__Problem statement__
Word for word, transcribe the lines from the one containing "value in original_value]" through the end of the entries, both included, and nothing else.

[Stored data entries]
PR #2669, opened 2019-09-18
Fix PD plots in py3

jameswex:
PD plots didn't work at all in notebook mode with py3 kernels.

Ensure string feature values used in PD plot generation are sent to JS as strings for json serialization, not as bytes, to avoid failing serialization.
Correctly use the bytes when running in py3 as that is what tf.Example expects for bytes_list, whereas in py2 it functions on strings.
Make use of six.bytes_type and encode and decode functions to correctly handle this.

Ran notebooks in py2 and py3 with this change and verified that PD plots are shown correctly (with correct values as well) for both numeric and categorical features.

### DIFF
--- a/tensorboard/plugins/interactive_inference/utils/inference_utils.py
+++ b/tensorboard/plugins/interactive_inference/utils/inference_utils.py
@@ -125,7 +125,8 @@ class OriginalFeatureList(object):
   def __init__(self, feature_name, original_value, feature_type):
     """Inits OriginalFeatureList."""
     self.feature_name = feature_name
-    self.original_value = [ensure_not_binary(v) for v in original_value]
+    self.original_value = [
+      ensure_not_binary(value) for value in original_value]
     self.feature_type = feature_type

__Your solution__
+      ensure_not_binary(value) for value in original_value]
     self.feature_type = feature_type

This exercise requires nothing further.